Uscirà proprio a San Valentino, il prossimo 14 febbraio, il CD Marco Rovelli, figura poliedrica ma anche intellettuale multiverso che spazia dalla poesia alla scrittura, autore di fortunati reportages sociali e di memorabili spettacoli teatrali. Rovelli è anche musicista e cantante oltre che docente di filosofia, che ripone il suo quarto album all’ombra tutt’altro che consolatoria di Samuel Beckett che dà il titolo al primo brano del CD, comparendo nell’immagine di copertina, opera dell’artista cileno Alfredo Jaar, e persino nel nome che l’autore si è dato, ossia Marco Rovelli & l’Innominabile. “I can’t go on, I’ll go on -nell’opera di Jaar- sono proprio le ultime parole de ‘L’innominabile’, il romanzo che chiude la ben nota ‘Trilogia’ di Samuel Beckett: la chiude, la riapre, la spalanca all’infinito. Nessuna fine corsa, mai! Se non possiamo andare avanti, allora andiamo avanti: suggestioni che emergono fortissime anche dal video realizzato da Francesco Bartoli in una cava dismessa delle Apuane in una mattina freddissima, in un luogo senza sole, per provare a raccontare l’inumano al cuore dell’umano, cercando, beckettianamente, di “distruggere l’immagine”.
La scrittura di Rovelli è assimilabile ai cosiddetii “reportage narrativi”, forse è il caso di considerarla una sorta di narrazione sociale, veri e propri ibridi tra saggio e narrazione, su questioni dell’emarginazione sociale, nella convinzione che è dal margine che si vede meglio il centro.

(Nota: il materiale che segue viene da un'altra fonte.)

PR #3872, opened 2023-08-01
[FMT] apply toml formatting hook on pyproject.toml

### LINKED ISSUE #3870: [MAINT] Standardize tabs and spaces in pyproject.toml
Currently, the pyproject.toml has a mix of tabs and spaces, leading to `black` placing unevent alignment here:

https://github.com/nilearn/nilearn/blob/a95149b2162eff9bc4c0b6fe503533311a700f02/pyproject.toml#L58-L75

and here: 

https://github.com/nilearn/nilearn/blob/a95149b2162eff9bc4c0b6fe503533311a700f02/pyproject.toml#L92-L98

[Best-practice](https://peps.python.org/pep-0008/) would be to standardize to spaces. I'm happy to do this, but it also makes a good first issue 😸

Remi-Gau:
Closes #3870 

- adds a pre-commit hook for toml formatting to the pre-commit config
- apply the hook

### Advantages

- toml is formatted

### Drawback

- only if people install the hook (could be solved by adding something in CI)

### DIFF
--- a/.pre-commit-config.yaml
+++ b/.pre-commit-config.yaml
@@ -96,7 +96,7 @@ repos:
     rev: v2.10.0
     hooks:
     - id: pretty-format-toml
-      args: [--autofix, --indent, '2']
+      args: [--autofix, --indent, '4']
 
   - repo: https://github.com/pyCQA/flake8
     rev: 6.1.0
--- a/.pre-commit-config.yaml
+++ b/.pre-commit-config.yaml
@@ -92,6 +92,12 @@ repos:
         args: ["--toml", "pyproject.toml"]
         additional_dependencies: [tomli]
 
+  - repo: https://github.com/macisamuele/language-formatters-pre-commit-hooks
+    rev: v2.10.0
+    hooks:
+    - id: pretty-format-toml
+      args: [--autofix, --indent, '2']
+
   - repo: https://github.com/pyCQA/flake8
     rev: 6.1.0
     hooks:
--- a/pyproject.toml
+++ b/pyproject.toml
@@ -1,27 +1,9 @@
 [build-system]
-requires = ["hatchling", "hatch-vcs"]
 build-backend = "hatchling.build"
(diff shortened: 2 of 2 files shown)


Remi-Gau:
The default config of this formater sorts the content of the toml alphabetically which has its pros and cons

Remi-Gau:
Can check if there is more config option to avoid this reformatting

.pre-commit-config.yaml
```diff
@@ -92,6 +92,12 @@ repos:
         args: ["--toml", "pyproject.toml"]
         additional_dependencies: [tomli]
 
+  - repo: https://github.com/macisamuele/language-formatters-pre-commit-hooks
+    rev: v2.10.0
+    hooks:
+    - id: pretty-format-toml
+      args: [--autofix, --indent, '2']
```
emdupre, line 99: Any particular reason why 2 spaces instead of 4 ? I can't find a good, accepted [style guide for TOML](https://github.com/toml-lang/toml/issues/608), so I'd think this is just developer preference.

Remi-Gau: I honestly went with what was in the read of the  pre-commit hook repo? You want 4, let's do 4.you want 8, let's do 8. You want 16... Get me a larger screen.

emdupre: 😂 Just wanted to confirm that there wasn't a style guide I was missing ! I'm fine with 2 or 4.

Remi-Gau: given that our code uses 4, let's go with 4 to avoid the mental gymnastic of 4 for python, 2 for toml (my brain is too old and unflexible for those exercises)

bthirion (commented):
LGTM so far.

ymzayek (commented):
I do prefer the original order for some tables like `project` but I'm not too bothered by it. LGTM otherwise, thx!

Remi-Gau:
OK let's get this in then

A differenza del precedente lavoro, “Tutto inizia sempre”, che era prevalentemente acustico, “Portami al confine”, pubblicato dalla romana Squilibri nella collana Crinali, è un album decisamente elettrico in cui risaltano le architetture spaziotemporali della chitarra ‘drone’ di Paolo Monti (The Star Pillow) che dissemina svariati spettri sonici, il violoncello di Lara Vecoli con le sue ariose e profonde tessiture, il basso poderoso e le varie stanze sonore di Rocco Marchi (ex Mariposa), e, infine, la batteria ‘avantjazz’di Massimiliano Furia, con la sua incredibile presenza ritmica, che fa parlare i suoi strumenti percussivi, riuscendo a dare un nome e un volto a ogni sequenza ritmica. Ne viene fuori un sound potente che conferisce una trama unitaria a canzoni con strutture diverse, animando così una sorta di concept album dedicato al confine, che è il tema fondamentale del mondo quotidiano.
Il confine, va da sé, è quello politico che separa gli “Stati” e che i cittadini del mondo, che hanno come patria il mondo intero, cercano a buon diritto di valicare senza posa. Ma il confine è anche quello dei rapporti personali, dei rapporti d’amore, dove il confine è mobile, dove è in perpetuo messo in questione; lì, anzi, non c’è che confine. Il confine, inoltre, è quello della morte, che non bisogna temere, maledicendo chi la infligge, e benedicendo la vita. E a chiudere il disco, ma per aprire altri mondi, il dono straordinario della voce di Claudio Lolli nella cover a due voci di una delle sue canzoni più potenti, ‘La giacca’, commovente lascito del cantautore bolognese in quella che è stata purtroppo la sua ultima incisione su disco.